I kind of stalled working on this during the holidays - I now suspect the analogue front-end will need a bit more work, and I may have to figure out another way of doing the impedance measurement. Now, I have decided to give it a proper go, and enter it into the 2016 hackaday prize. This post will describe the theory behind my idea, and where I'm going with this. Since the hardware is boxed up, this is an easy way to get back to work on this. Here goes.

The idea of Electrical impedance tomography was new to me, and I first heard about it when this project was featured on hackaday (http://chrisharrison.net/projects/tomo/tomo.pdf): The idea that you could image the inside of the body in a non-non-invasive way with electricity as opposed to light, sound or radiation appealed to me. Surely this would be easier to build than an X-ray machine?

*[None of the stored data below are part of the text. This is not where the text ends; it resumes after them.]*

PR #383, opened 2015-05-11
Added missing CsvFactory and ICsvFactory to 2.0 and 3.5 libs

mgibas:
CsvFactory is missing in 2.0 and 3.5. 
I suspect it's some kind of "maintaining separate project files" issue.


JoshClose:
CsvHelper is compiled using .NET Core now and they are included. Thanks!

PR #391, opened 2015-05-19
Add option to IgnoreHeaderUnderscores

kimsey0:
Implement a IgnoreHeaderUnderscores configuration setting that mirrors IgnoreHeaderWhiteSpace.


JoshClose:
I took a different approach to this by adding `Func<string, string> Configuration.PrepareHeaderForMatch { get; set; }`. This allows the user to do whatever they need to do. There were too many different config values for how to match against headers.

Issue #393, opened 2015-05-28
Default should be usable even when Index or Name not specified


SuperSkippy:
E.g. ::

```cs
public sealed class MyClassMap : CsvClassMap<MyClass>
{
    public MyClassMap()
    {
        Map( m => m.Id ).Name( "The Id Column" );
        Map( m => m.Name ).Name( "The Name Column" );
        **Map( m => m.AlwaysTheSame ).Default(32);**
    }
}
```

I'd like property AlwaysTheSame to be 32 for every row, but currently this isn't supported.

This might seem like a silly request, but I'm building my class maps dynamically using CSV mapping supplied by my users using their own CSV file formats. If they don't have a record in their CSV file that matches they often want to use a default.

JoshClose:
Try this:

```cs
Map( m => m.AlwaysTheSame ).ConvertUsing( row => return 32; );
```

JoshClose:
This is actually an example in the docs... not that it's an easy one to find. ;)

http://joshclose.github.io/CsvHelper/#mapping-convert-using

JoshClose:
`Default` is meant to use a value when there is no value. If you only map the property and don't specify a `Name` or `Index`, the property name is used if there is a header and an index for the order it's in is used if there is no header. This means `Default` won't work in this situation.

I think creating a new config of `Constant( T value )` for this makes more sense.

JoshClose:
This is in version 3.0.

PR #394, opened 2015-05-28
Allow Default without Index or Name in Mappings

SuperSkippy:
See issue #393


SuperSkippy:
It's not got any unit tests though.

PR #411, opened 2015-07-24
Bugfix for nullable types

petedv:
if the value of field is null the GetType method throws a NullReferenceException.
Also using GetType will return the underlying type when T is Nullable<T> so the NullableConverter is not used.

### DIFF
--- a/src/CsvHelper/CsvWriter.cs
+++ b/src/CsvHelper/CsvWriter.cs
@@ -185,7 +185,7 @@ namespace CsvHelper
 		{
 			CheckDisposed();
 
-			var type = field.GetType();
+			var type = typeof(T);
 			if( type == typeof( string ) )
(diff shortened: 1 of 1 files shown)


petedv:
I just saw another pull request that was changing the code in the same location. 
https://github.com/JoshClose/CsvHelper/pull/311

It looks like the .GetType() call was used to unbox an object, but that assumes that the field is not null.
If that functionality is required then you could do something like this:
var x = field == null ? typeof(T) : field.GetType();

JoshClose:
This was fixed in another bug fix. Also, `typeof( T )` can't be used because that gets the compile time type and not the runtime type. `GetType()` must be used. The current code looks like this.

```cs
var type = field == null ? typeof( string ) : field.GetType();
```

PR #413, opened 2015-08-17
mark assemblies CLSCompliant

SurajGupta:
It seems like this project is 100% CLSCompliant.  Marking it as such allows other CLSCompliant code to include CsvHelper without a compiler warning


JoshClose:
This was added. Thanks!

PR #424, opened 2015-08-31
Added raw file line number to reader, just as has been done for parser

KeesDijk:
For parser there is a RawRow, there wasn't one for reader. 

When you want to show progress and use File.Readlines("filename").Count() to get the total number of lines and set this as the maximum, but the file contains linefeeds you can't show actual progress based on Row, whith the RawRow you can.

### DIFF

The basic technique (described in the above video) has been around for ages, but it's main limitation has been resolution - the maximum resolution is a function of the number of electrodes, and attaching more than 16 to someone is a pain, especially if you need to know their exact positions. Thus, it is mainly used for detecting changes (lung or heart movement, gestures, brain activation) as opposed to imaging.

Based on the theory of operation, my intuition was that the actual hardware required wouldn't be too expensive. A few papers on arduino-based EIT systems (e.g. 'A Low Cost Electrical Impedance Tomography (EIT) for Pulmonary Disease Modelling and Diagnosis.' by Chitturi et al) seemed to back this up.

However, they still used external chips to generate a signal and measure the various electrode voltages. And all these approaches were still limited by electrode number to very low resolutions. But one paper demonstrated imaging things inside a tank of (salt) water - there wasn't a need for the electrodes to contact skin for basic imaging to occur.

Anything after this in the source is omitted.